* [PROBLEM DESCRIPTION] Copy out the data below, all of it, exactly.
----
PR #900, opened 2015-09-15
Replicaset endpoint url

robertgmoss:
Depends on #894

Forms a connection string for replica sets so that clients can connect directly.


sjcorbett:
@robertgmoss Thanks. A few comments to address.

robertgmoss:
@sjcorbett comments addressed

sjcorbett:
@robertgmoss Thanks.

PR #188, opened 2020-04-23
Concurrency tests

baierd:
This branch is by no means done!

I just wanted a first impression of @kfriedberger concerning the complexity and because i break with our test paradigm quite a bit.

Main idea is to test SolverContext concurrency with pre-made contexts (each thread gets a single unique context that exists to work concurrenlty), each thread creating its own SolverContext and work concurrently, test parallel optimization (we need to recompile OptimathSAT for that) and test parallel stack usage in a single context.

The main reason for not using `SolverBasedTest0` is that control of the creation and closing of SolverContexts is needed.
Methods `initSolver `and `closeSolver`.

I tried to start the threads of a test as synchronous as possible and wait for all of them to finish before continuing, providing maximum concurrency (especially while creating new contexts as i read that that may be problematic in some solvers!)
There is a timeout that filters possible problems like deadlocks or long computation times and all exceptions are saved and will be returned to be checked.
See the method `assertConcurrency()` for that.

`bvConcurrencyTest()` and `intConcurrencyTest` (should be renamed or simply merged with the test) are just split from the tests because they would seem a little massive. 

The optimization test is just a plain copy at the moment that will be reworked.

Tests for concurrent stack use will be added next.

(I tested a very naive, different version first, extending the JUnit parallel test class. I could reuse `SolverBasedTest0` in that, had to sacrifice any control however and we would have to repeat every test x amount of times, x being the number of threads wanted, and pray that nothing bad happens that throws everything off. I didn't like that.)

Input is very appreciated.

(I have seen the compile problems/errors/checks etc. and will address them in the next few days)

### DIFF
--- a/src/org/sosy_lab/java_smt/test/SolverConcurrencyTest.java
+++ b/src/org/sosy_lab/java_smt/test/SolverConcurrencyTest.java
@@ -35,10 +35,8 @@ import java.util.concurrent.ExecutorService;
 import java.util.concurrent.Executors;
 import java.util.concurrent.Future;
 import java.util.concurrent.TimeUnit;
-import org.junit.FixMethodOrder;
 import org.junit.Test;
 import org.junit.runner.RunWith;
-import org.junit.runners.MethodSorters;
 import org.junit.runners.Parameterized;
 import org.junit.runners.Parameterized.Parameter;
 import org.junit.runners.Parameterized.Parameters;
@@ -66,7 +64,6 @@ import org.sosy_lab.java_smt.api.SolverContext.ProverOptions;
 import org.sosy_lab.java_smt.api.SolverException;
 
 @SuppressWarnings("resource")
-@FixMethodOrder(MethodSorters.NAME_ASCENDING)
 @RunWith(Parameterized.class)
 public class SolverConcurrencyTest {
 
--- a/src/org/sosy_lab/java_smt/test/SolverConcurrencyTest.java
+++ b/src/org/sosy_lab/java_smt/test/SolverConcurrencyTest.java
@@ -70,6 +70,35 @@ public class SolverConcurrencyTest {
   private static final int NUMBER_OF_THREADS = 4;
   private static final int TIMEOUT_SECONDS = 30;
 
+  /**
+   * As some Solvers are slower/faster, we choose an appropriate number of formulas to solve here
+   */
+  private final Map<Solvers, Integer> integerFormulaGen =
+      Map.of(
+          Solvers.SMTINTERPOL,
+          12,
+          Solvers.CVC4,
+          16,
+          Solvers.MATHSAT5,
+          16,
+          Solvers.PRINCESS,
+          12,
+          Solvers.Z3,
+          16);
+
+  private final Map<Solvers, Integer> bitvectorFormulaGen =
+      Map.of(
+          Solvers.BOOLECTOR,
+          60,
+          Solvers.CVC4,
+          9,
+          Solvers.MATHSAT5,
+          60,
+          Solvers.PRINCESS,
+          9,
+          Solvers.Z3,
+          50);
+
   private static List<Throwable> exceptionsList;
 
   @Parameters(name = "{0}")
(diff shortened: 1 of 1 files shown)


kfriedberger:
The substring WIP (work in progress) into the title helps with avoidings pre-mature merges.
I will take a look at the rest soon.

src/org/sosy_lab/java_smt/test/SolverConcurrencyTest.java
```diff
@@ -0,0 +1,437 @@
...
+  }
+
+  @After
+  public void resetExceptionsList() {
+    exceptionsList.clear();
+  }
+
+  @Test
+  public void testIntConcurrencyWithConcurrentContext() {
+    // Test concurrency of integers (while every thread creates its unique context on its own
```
----
* [THE COMPLETED TASK]
PR #900, opened 2015-09-15
Replicaset endpoint url

robertgmoss:
Depends on #894

Forms a connection string for replica sets so that clients can connect directly.


sjcorbett:
@robertgmoss Thanks. A few comments to address.

robertgmoss:
@sjcorbett comments addressed

sjcorbett:
@robertgmoss Thanks.

PR #188, opened 2020-04-23
Concurrency tests

baierd:
This branch is by no means done!

I just wanted a first impression of @kfriedberger concerning the complexity and because i break with our test paradigm quite a bit.

Main idea is to test SolverContext concurrency with pre-made contexts (each thread gets a single unique context that exists to work concurrenlty), each thread creating its own SolverContext and work concurrently, test parallel optimization (we need to recompile OptimathSAT for that) and test parallel stack usage in a single context.

The main reason for not using `SolverBasedTest0` is that control of the creation and closing of SolverContexts is needed.
Methods `initSolver `and `closeSolver`.

I tried to start the threads of a test as synchronous as possible and wait for all of them to finish before continuing, providing maximum concurrency (especially while creating new contexts as i read that that may be problematic in some solvers!)
There is a timeout that filters possible problems like deadlocks or long computation times and all exceptions are saved and will be returned to be checked.
See the method `assertConcurrency()` for that.

`bvConcurrencyTest()` and `intConcurrencyTest` (should be renamed or simply merged with the test) are just split from the tests because they would seem a little massive. 

The optimization test is just a plain copy at the moment that will be reworked.

Tests for concurrent stack use will be added next.

(I tested a very naive, different version first, extending the JUnit parallel test class. I could reuse `SolverBasedTest0` in that, had to sacrifice any control however and we would have to repeat every test x amount of times, x being the number of threads wanted, and pray that nothing bad happens that throws everything off. I didn't like that.)

Input is very appreciated.

(I have seen the compile problems/errors/checks etc. and will address them in the next few days)

### DIFF
--- a/src/org/sosy_lab/java_smt/test/SolverConcurrencyTest.java
+++ b/src/org/sosy_lab/java_smt/test/SolverConcurrencyTest.java
@@ -35,10 +35,8 @@ import java.util.concurrent.ExecutorService;
 import java.util.concurrent.Executors;
 import java.util.concurrent.Future;
 import java.util.concurrent.TimeUnit;
-import org.junit.FixMethodOrder;
 import org.junit.Test;
 import org.junit.runner.RunWith;
-import org.junit.runners.MethodSorters;
 import org.junit.runners.Parameterized;
 import org.junit.runners.Parameterized.Parameter;
 import org.junit.runners.Parameterized.Parameters;
@@ -66,7 +64,6 @@ import org.sosy_lab.java_smt.api.SolverContext.ProverOptions;
 import org.sosy_lab.java_smt.api.SolverException;
 
 @SuppressWarnings("resource")
-@FixMethodOrder(MethodSorters.NAME_ASCENDING)
 @RunWith(Parameterized.class)
 public class SolverConcurrencyTest {
 
--- a/src/org/sosy_lab/java_smt/test/SolverConcurrencyTest.java
+++ b/src/org/sosy_lab/java_smt/test/SolverConcurrencyTest.java
@@ -70,6 +70,35 @@ public class SolverConcurrencyTest {
   private static final int NUMBER_OF_THREADS = 4;
   private static final int TIMEOUT_SECONDS = 30;
 
+  /**
+   * As some Solvers are slower/faster, we choose an appropriate number of formulas to solve here
+   */
+  private final Map<Solvers, Integer> integerFormulaGen =
+      Map.of(
+          Solvers.SMTINTERPOL,
+          12,
+          Solvers.CVC4,
+          16,
+          Solvers.MATHSAT5,
+          16,
+          Solvers.PRINCESS,
+          12,
+          Solvers.Z3,
+          16);
+
+  private final Map<Solvers, Integer> bitvectorFormulaGen =
+      Map.of(
+          Solvers.BOOLECTOR,
+          60,
+          Solvers.CVC4,
+          9,
+          Solvers.MATHSAT5,
+          60,
+          Solvers.PRINCESS,
+          9,
+          Solvers.Z3,
+          50);
+
   private static List<Throwable> exceptionsList;
 
   @Parameters(name = "{0}")
(diff shortened: 1 of 1 files shown)


kfriedberger:
The substring WIP (work in progress) into the title helps with avoidings pre-mature merges.
I will take a look at the rest soon.

src/org/sosy_lab/java_smt/test/SolverConcurrencyTest.java
```diff
@@ -0,0 +1,437 @@
...
+  }
+
+  @After
+  public void resetExceptionsList() {
+    exceptionsList.clear();
+  }
+
+  @Test
+  public void testIntConcurrencyWithConcurrentContext() {
+    // Test concurrency of integers (while every thread creates its unique context on its own
```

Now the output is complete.